Communicating Authorities
When incidents occur, the affected companies must take responsibility for communication, which may include notifying relevant authorities. As a global company with customers across nearly all continents, it can be challenging to keep track of all the necessary authorities. Below is a list of the key authorities that may be contacted if an incident involving Rocket.Chat takes place.
Europe
Under GDPR (Regulation (EU) 2016/679), if a company processes personal data of individuals in the EU/EEA, they are required to notify the relevant supervisory authority within 72 hours of becoming aware of the breach. Additionally, if the breach poses a high risk to individuals' rights and freedoms, the company must also notify the affected individuals directly. A list of all European authorities can be seen at https://www.edpb.europa.eu/about-edpb/about-edpb/members_en.
Under the new Cyber Resilience Act (CRA), we may also need to notify the European Union Agency for Cybersecurity (ENISA).
Additionally, we may also want to notify the European Computer Emergency Readiness Team (EU-CERT) or specific countries' CERTs such as CERT-FR, CERT-UK, CERT-BE, and so forth. This step is not always mandatory, but notifying the relevant national or EU-level CSIRT may be beneficial, especially if the breach impacts critical infrastructure or has significant cybersecurity implications.
We will likely notify a CIRT when one or more of the following happen:
Critical Infrastructure: If the breach affects critical infrastructure or essential services, such as energy, transportation, or health systems, notifying a CERT is sometimes mandatory.
Widespread or Major Impact: If the breach is significant or involves large-scale data loss, it's a good practice to notify the CERT to help mitigate any further cyber threats or attacks.

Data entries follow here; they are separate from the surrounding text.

PR #129, opened 2026-05-21
Adding support for `DailyTransport` to receive audio faster than real time.

filipi87:
## Summary
  
- Added faster-than-realtime audio support for the Daily transport via a new `BotAudioPlayer` class — Pipecat sends true-rate PCM (e.g. 24 kHz) declared  as a higher rate (e.g. 48 kHz), so audio arrives ~2x faster than real-time; `BotAudioPlayer` captures that track at the declared rate and replays it through a `WavStreamPlayer` AudioContext running at the true rate, producing a correctly-pitched output track
- Added per-second buffer logging (`[BotAudioPlayer] Buffer: ~N samples (X.XXXs)`) and interrupt drop logging to aid debugging
- Improvements to make it work:
  - Fixed Chrome WebRTC audio pipeline not activating for Web Audio capture:
    Chrome requires a remote WebRTC track to be rendered in an `<audio>` element
    before `createMediaStreamSource()` receives audio; a hidden, volume-0 element
    now activates the pipeline without audible output
  - Fixed silence accumulation bug: WebRTC injects silence between utterances at
    the declared rate but the drain runs at the true rate, causing the buffer to
    grow unboundedly; silence frames are now discarded when the buffer is above
    a 100 ms threshold (matching the Python-side `_buffer_audio` logic), and
    kept below the threshold for pre-buffer smoothness

## Usage
  
Enable on the client side by passing `fasterThanRealtime: true` to the `DailyTransport` options: 
  
  ```ts
  const transport = new DailyTransport({
    fasterThanRealtime: true,
  });
  
On the Pipecat server side, configure the pipeline to use a declared sample rate higher than the true content rate (e.g. audio_out_declared_sample_rate=48000 with audio_out_sample_rate=24000) so audio is delivered faster than real-time over WebRTC.
  ```

## Related PRs
- Pipecat [PR](https://github.com/pipecat-ai/pipecat/pull/4544).
- New example [PR](https://github.com/pipecat-ai/pipecat-examples/pull/213).

### DIFF
--- a/transports/daily/src/bot_audio_player.ts
+++ b/transports/daily/src/bot_audio_player.ts
@@ -1,0 +1,82 @@
+import { WavStreamPlayer } from "../../../lib/wavtools";
+import { CaptureProcessorSrc } from "../../../lib/wavtools";
+
+/**
+ * Plays bot audio delivered faster-than-realtime over WebRTC.
+ *
+ * Pipecat writes true-rate PCM (e.g. 24 kHz) into a CustomAudioSource
+ * declared at a higher rate (e.g. 48 kHz), so audio arrives ~2x faster than
+ * real-time. This class captures that track at the declared rate, converts
+ * each render quantum to Int16 via an AudioWorklet, and feeds the samples
+ * into WavStreamPlayer whose AudioContext runs at the true rate — producing
+ * a correctly-pitched MediaStreamTrack that can be played normally.
+ */
+export class BotAudioPlayer {
+  private _captureCtx: AudioContext | null = null;
+  private _captureNode: AudioWorkletNode | null = null;
+  private _wavPlayer: InstanceType<typeof WavStreamPlayer> | null = null;
+
+  /**
+   * Start capturing and playing the bot's audio track.
+   *
+   * @param track           The bot's MediaStreamTrack from Daily (declared at declaredRate).
+   * @param declaredRate    The sample rate Pipecat declared to the CustomAudioSource (e.g. 48000).
+   * @param trueRate        The actual content sample rate of the audio (e.g. 24000).
+   * @returns               A MediaStreamTrack at trueRate with correctly-pitched audio.
+   */
+  async start(
+    track: MediaStreamTrack,
+    declaredRate: number,
+    trueRate: number
+  ): Promise<MediaStreamTrack> {
+    // Playback context at true rate. outputToSpeakers:false so audio only
+    // flows to outputTrack — the caller's <audio> element plays it, avoiding
+    // double playback from both context.destination and the audio element.
+    this._wavPlayer = new WavStreamPlayer({ sampleRate: trueRate, outputToSpeakers: false });
+    await this._wavPlayer.connect();
+
+    // Capture context at declared rate. sinkId:{type:'none'} prevents any
+    // audio from reaching the speakers from this context.
+    this._captureCtx = new AudioContext({
+      sampleRate: declaredRate,
+      // @ts-expect-error -- sinkId is not in all TypeScript lib versions yet
+      sinkId: { type: "none" },
+    });
+    await this._captureCtx.audioWorklet.addModule(CaptureProcessorSrc);
+
+    const source = this._captureCtx.createMediaStreamSource(
+      new MediaStream([track])
+    );
+    this._captureNode = new AudioWorkletNode(
+      this._captureCtx,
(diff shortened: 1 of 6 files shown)


transports/daily/src/transport.ts
```diff
@@ -47,11 +48,18 @@ export interface DailyConnectionEndpoint {
...
+   * through a WavStreamPlayer running at the true sample rate. This is used
+   * together with Pipecat's audio_out_declared_sample_rate feature, which
+   * delivers audio faster-than-realtime over WebRTC.
+   */
+  fasterThanRealtime?: boolean;
 }
 
 export enum DailyRTVIMessageType {
-  AUDIO_BUFFERING_STARTED = "audio-buffering-started",
-  AUDIO_BUFFERING_STOPPED = "audio-buffering-stopped",
```
mattieruth, line 54: were these not used before? -- either way, these would ideally be introduced to the client-web package. We don't otherwise have our RTVI definitions spread and we would need to bump the RTVI version

transports/daily/src/transport.ts
```diff
@@ -771,6 +827,34 @@ export class DailyTransport extends Transport {
       if (ev.participant?.local && ev.track.kind === "audio") {
         void this.handleLocalAudioTrack(ev.track);
       }
+
+      if (
+        this._fasterThanRealtime &&
+        !ev.participant?.local &&
+        ev.track.kind === "audio"
```
mattieruth, line 834: should this be kind === "audio" or type === "audio"? -- or rather, related to my comment on the pipecat PR, it comes down to whether this setting should be for all audio or mic-only (or specified per track).

transports/daily/src/transport.ts
```diff
@@ -630,6 +658,34 @@ export class DailyTransport extends Transport {
...
+          this._declaredSampleRate = ev.data.data.declared_sample_rate as number;
+          // Bot track arrived before rates were known — set up now and fire the
+          // deferred onTrackStarted with the correctly-pitched outputTrack.
+          if (this._pendingBotTrack) {
+            const track = this._pendingBotTrack;
+            const participant = this._pendingBotParticipant;
+            this._pendingBotTrack = null;
+            this._pendingBotParticipant = null;
+            void this._setupBotAudioPlayer(track).then(() => {
+              if (this._botOutputTrack) {
```
mattieruth, line 673: is there a scenario where a track is not returned? if so, shouldn't we handle that in some way? or be explicit about not handling it?

transports/daily/src/bot_audio_player.ts
```diff
@@ -0,0 +1,168 @@
...
+        this._maybeLogBufferStatus();
+      }
+    };
+
+    source.connect(this._captureNode);
+
+    return this._wavPlayer.outputTrack as MediaStreamTrack;
+  }
+
+  /** Clear the playback queue, mimicking the avatar stopping mid-speech. */
```
mattieruth, line 119: i'm guessing we have to handle this because the audio is coming in so fast that it's like the transcription arriving before the interrupt? is that true?

also, how do we un-interrupt? or is interruption simply that we strip whatever bytes we haven't read yet and continue-on, no need to "un-interrupt"

mattieruth (commented):
at a high level, i sort of asked this in the pipecat review, but... i think i'm missing the use case. what purpose is all this serving?

also, I essentially put this in my comments, but I think this requires a client-js change to add the new RTVI message type to the official types and bump the version.

filipi87:
Hi @mattieruth, this was more of a proof of concept. The idea originated from a requirement in Pipecat → `daily-python`, where the `daily-python` client ideally needed to receive audio faster than real time in order to buffer it and pre process video avatar images, so that both the image and audio would be ready to send back to the user at the playback rate.

This would give us the advantage of being able to pre process the audio before using it downstream.

Then, after discussing it with Kwin, we thought it would be interesting to test this in the browser to see whether it could help compensate for temporary poor network conditions.

In the end, though, there are a couple of limitations, which I detailed in the example:
- https://github.com/pipecat-ai/pipecat-examples/tree/filipi/daily_faster_than_realtime.py/faster-than-realtime#known-limitations

That is also why I haven’t put much effort into designing a proper RTVI protocol for it. I left it as a draft so we would know that there is a viable way to make it work, along with what it would require.

I also explained all the findings in detail in a Slack thread, I will share with you. 🙂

Government Contracts: If the organization works with government bodies or has contracts that involve sensitive government data, notifying the appropriate CERT may be required.
Latin America
Similarly to the GDPR, the Brazilian equivalent, the LGPD (Lei Geral de Proteção de Dados, in Portuguese), mandates that we notify the national authority (Autoridade Nacional de Proteção de Dados or ANPD, in Portuguese) within 72 hours.

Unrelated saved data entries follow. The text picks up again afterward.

PR #137, opened 2026-06-01
Log a warning instead of an error for unsupported features

filipi87:
Log a warning instead of an error for unsupported features


markbackman (approved):
👍

mattieruth (approved):

PR #146, opened 2026-06-08
feat: support optional auth token in connection params

filipi87:
feat: support optional auth token in connection params

### DIFF
--- a/transports/websocket-transport/src/webSocketTransport.ts
+++ b/transports/websocket-transport/src/webSocketTransport.ts
@@ -126,7 +126,8 @@ export class WebSocketTransport extends Transport {
 
     this._wsUrl = connectParams?.wsUrl ?? connectParams?.ws_url ?? this._wsUrl;
     if (connectParams?.token) {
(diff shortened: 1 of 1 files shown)


transports/websocket-transport/src/webSocketTransport.ts
```diff
@@ -118,6 +125,9 @@ export class WebSocketTransport extends Transport {
     this.state = "connecting";
 
     this._wsUrl = connectParams?.wsUrl ?? connectParams?.ws_url ?? this._wsUrl;
+    if (connectParams?.token) {
+      this._wsUrl = `${this._wsUrl}?token=${encodeURIComponent(connectParams.token)}`;
```
mattieruth: is there any chance wsUrl already has a `?`. should we have logic to detect and use a `&` instead?

filipi87: I think it doesn't hurt to be extra careful, so I'll add this logic. 👍

filipi87: Done.

mattieruth (approved):

PR #139, opened 2026-06-02
add moq transport support

vipyne:
Part of MoQ transport addition: https://github.com/pipecat-ai/pipecat/pull/4629

PR #148, opened 2026-06-17
MoQ: play bot audio via @moq/watch buffered playback

kixelated:
Stacked on top of #139 (targets `vp-add-moq-transport`).

## What

Replaces the hand-rolled bot-audio playback (`@moq/hang` `Container.Consumer` + a manual back-to-back WebAudio scheduler) with `@moq/watch`'s audio chain:

`Watch.Broadcast → Audio.Source → Audio.Decoder → Audio.Emitter`, driven by a `Sync` configured for buffered playback.

## Why

The bot now writes TTS faster than real-time with future-dated PTS (see the paired pipecat change). The old `_playAudioData` scheduler appended decoded chunks on the AudioContext clock — it buffered, but couldn't handle loss and ran at higher latency. `@moq/watch` decodes into an AudioWorklet ring buffer with timestamp-aware backpressure, plays at the encoded pace, and supports a clean flush.

## Changes
- `_consumeBotAudio`/`_playAudioData` → the `@moq/watch` chain; the decoder's worklet is tapped into a `MediaStreamDestination` for `tracks().bot.audio`.
- On interruption (`user-started-speaking` from the transcript track), `reset()` flushes the buffer so the previous utterance stops immediately.
- New `audioBufferMaxMs` option (the `Sync` latency ceiling), default **5 min**.
- Adds the `@moq/watch` dependency.

Depends on the watch fix in [moq #1620](https://github.com/moq-dev/moq/pull/1620) (consumer sized by the latency ceiling). `@moq/watch` is not yet on npm, so the lockfile entry is intentionally omitted here.

### DIFF
--- a/0001-what-will-merge.patch
+++ b/0001-what-will-merge.patch
@@ -1,0 +1,13 @@
+diff --git a/package.json b/package.json
+index 046412c..0a97d1b 100644
+--- a/package.json
++++ b/package.json
+@@ -28,6 +28,7 @@
+     "typescript": "^5.5.4"
+   },
+   "peerDependencies": {
+-    "@daily-co/daily-js": "^0.90.0"
++    "@daily-co/daily-js": "^0.90.0",
++    "@pipecat-ai/client-js": "^1.10.0"
+   }
+ }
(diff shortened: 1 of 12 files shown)


kixelated:
Superseded by #155, which lands the standalone JSON-stream transcript change (lossless `Json.Stream.Producer`/`Consumer` + compression, `transcript.json.z`) on a clean `vp-add-moq-transport` base, without the @moq/watch audio-playback WIP this branch carried. Closing in favor of #155.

For Mexico, we may need to contact the INAI (Instituto Nacional de Transparencia, Acceso a la Información y Protección de Datos Personales, in Spanish).
For Argentina, we may need to contact the DNPDP (Dirección Nacional de Protección de Datos Personales, in Spanish).

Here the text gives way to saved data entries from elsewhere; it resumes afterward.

PR #155, opened 2026-07-13
feat(moq): carry the RTVI transcript on a lossless compressed JSON stream

kixelated:
Stacked on #139 (base `vp-add-moq-transport`). Browser companion to pipecat **pipecat-ai/pipecat#5015**.

## What

Move both MoQ transcript directions from `@moq/json`'s **snapshot** mode
(`Json.Producer`/`Json.Consumer`, RFC 7396 merge-patch) to the **Stream**
mode (`Json.Stream.Producer`/`Json.Stream.Consumer`) — an ordered,
lossless append-log, with **compression on**. Track renamed
`transcript` → `transcript.json.z`.

## Why

Snapshot mode collapses to the latest value: a consumer that has fallen
behind (or joined late) catches up in one step and **silently drops the
intermediate RTVI events**. RTVI is a stream of discrete events
(`bot-output`, `client-ready`, function-call results, …), not a mutating
document, so those drops are lost messages. Stream mode delivers every
appended record, in order.

This is wire-compatible with, and the counterpart to, the bot's Rust
`moq_json::stream` on the Python side (#5015): the bot publishes with
`publish_json_stream(compression=True)` and subscribes to the client's
transcript with `subscribe_json_stream(compression=True)`.

## How

- **Consumer** (bot → client): `new Json.Stream.Consumer(track, { compression: true })`.
- **Producer** (client → bot): the stream `Producer` binds to a single
  track with no built-in fan-out, and `publishTrack` serves each
  subscriber its own track — so we hold one `Producer` per subscription
  and replay a message log into each. A bot that subscribes *after*
  `sendMessage` has already run still gets every message, in order.
- Bump `@moq/json` `^0.1.1` → `^0.1.2` (0.1.2 is the first release
  exposing the `Stream` namespace); re-lock. (The lock also picks up
  transitive updates that `vp-add-moq-transport`'s lock was already behind
  on within its existing ranges.)

## Testing

- `tsc --noEmit`: clean.
- Validated a lossless, compressed round-trip through
  `Json.Stream.Producer` → `Json.Stream.Consumer` (5 RTVI-shaped records
  appended, all 5 back in order).

Note: supersedes #148 (that branch carried this on top of unrelated
@moq/watch audio-playback WIP); this is the standalone JSON-stream change.

### DIFF
--- a/package-lock.json
+++ b/package-lock.json
@@ -383,7 +383,6 @@
       "resolved": "https://registry.npmjs.org/@daily-co/daily-js/-/daily-js-0.90.0.tgz",
       "integrity": "sha512-XnuuNIxLt8GOv+rFYoU+OPTSmVj+Mg9hRPK2EM6WYVY62F6rcw7vwzZBOSCisVuu1VnTIF/2J9V0VEBa83lDzw==",
       "license": "BSD-2-Clause",
-      "peer": true,
       "dependencies": {
         "@babel/runtime": "^7.12.5",
         "@sentry/browser": "^8.33.1",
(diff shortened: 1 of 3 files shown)


vipyne (approved):
sounds good to me

PR #164, opened 2026-07-24
fix: Fix issue where the DailyMediaManager would not resolve in conne…

### LINKED ISSUE #154: SmallWebRTCTransport: second connect() on a reused client hangs before sending the offer
Using `@pipecat-ai/small-webrtc-transport` 1.10.5 with `client-js` 1.12.0, default transport setup (mic on, cam off), one `PipecatClient` reused across calls:

```js
const client = new PipecatClient({
  transport: new SmallWebRTCTransport(),
  enableMic: true,
  enableCam: false,
});
await client.connect({ webrtcRequestParams: { endpoint: OFFER_URL } }); // ok
await client.disconnect();
await client.connect({ webrtcRequestParams: { endpoint: OFFER_URL } }); // hangs forever
```

The second `connect()` never sends the offer (no getUserMedia, no fetch) and never resolves or rejects; the transport sits in `connecting`. Reproduces every time, in Chrome, Firefox and Safari.

What I found digging through the dist:

- The default media manager is constructed as `DailyMediaManager(false, false, ...)`, so `_mediaStreamRecorder` is undefined.
- `disconnect()` resets the manager's `_initialized`, but the client's mediaState stays `"granted"`, so `needsInit()` is false on reconnect and `initDevices()` is skipped.
- `DailyMediaManager.connect()` then takes the `!_initialized` path and waits on `_connectResolve`, whose only call site is in `handleTrackStarted` behind `if (!this._mediaStreamRecorder) return`. With recording disabled (the default) that resolver is unreachable, so the promise never settles and `_connect()` never reaches `startNewPeerConnection()`.

Related: `SmallWebRTCTransport.stop()` early-returns when `this.pc` is null, which is exactly the state the hung connect leaves behind. The following `disconnect()` therefore skips `mediaManager.disconnect()` and strands `_connected = true`, so the *next* `connect()` hits the "DailyMediaManager already connected" guard and accidentally works. That's why disconnecting and connecting a second time appears to fix it.

Also worth noting: the connect promise's executor fires `initialize()` without wiring its rejection anywhere, so a `startCamera()` failure on this path also hangs `connect()` instead of rejecting.

The workaround I'm using: `await client.initDevices()` before every `connect()`, which keeps the manager on the initialized fast path. It has survived repeated connect/disconnect cycles in my testing.

A fix could be to resolve the connect promise when `initialize()` completes (and reject on its failure) instead of relying on the recorder's track-started branch, and to have `stop()` still call `mediaManager.disconnect()` when `pc` is null.

mattieruth:
…ct() on second connect(). Fixes issue 154

### DIFF
--- a/lib/media-mgmt/dailyMediaManager.ts
+++ b/lib/media-mgmt/dailyMediaManager.ts
@@ -145,6 +145,12 @@ export class DailyMediaManager extends MediaManager {
         (async () => {
           this._connectResolve = resolve;
           await this.initialize();
+          // Without a recorder, handleTrackStarted never fires to resolve this
+          // promise, so resolve here once initialization is complete.
+          if (this._connectResolve && !this._mediaStreamRecorder) {
+            this._connectResolve();
+            this._connectResolve = null;
+          }
         })();
       });
     }


Regaddi (approved):

filipi87 (approved):
LGTM!

PR #215, opened 2021-06-21
Setup nginx to compress responses from roundup trackers.

rouilj:
Data returned from the roundup servers is not compressed. Set up nginx to compress the data on the fly.

I overrode the default compression level from 1 to 6 as that seems to provide the best compression ratio/cpu time
on the roundup assets on my system. But lowering that is the system is too stressed works too.

I am not sure if there is an additional proxy upstream, so I enabled gzip_vary. It may not be needed.

Made sure to include xml as a compressed type as the RSS feed uses it.


ewdurbin:
I moved the gzip configuration into the TLS server block, and removed `gzip_vary` as nginx is the last proxy before the webserver (gunicorn).

PR #229, opened 2022-02-05
d.p.o/3.7/library/macpath.html does in fact exists.

JulienPalard:
https://docs.python.org/3.7/library/macpath.html redirects, but the file exists:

Other LatAm countries will follow similar guidelines. We can check the specific authority in case of an incident involving data subjects from each country.
As for their CERTs, it’s also not mandatory but it can be beneficial to notify teams such as CERT.br, CERT.ar, CERT-MX, and so forth.
Asia
Japan’s Act on the Protection of Personal Information (個人情報の保護に関する法律, in Japanese), often abbreviated to APPI, mandates that organizations notify affected individuals if their personal data is breached. Japan also has a CERT which is called JPCERT/CC.
India’s Information Technology (Reasonable Security Practices and Procedures and Sensitive Personal Data or Information) Rules under the IT Act require notification of data breaches in specific cases, especially if sensitive personal data is compromised. India has CERT-In (Indian Computer Emergency Response Team), which is the government-designated body for responding to cybersecurity incidents. Under Indian law, companies are required to report cybersecurity incidents, including data breaches, to CERT-In.
Other Asian countries will follow similar guidelines. We can check the specific authority in case of an incident involving data subjects from each country.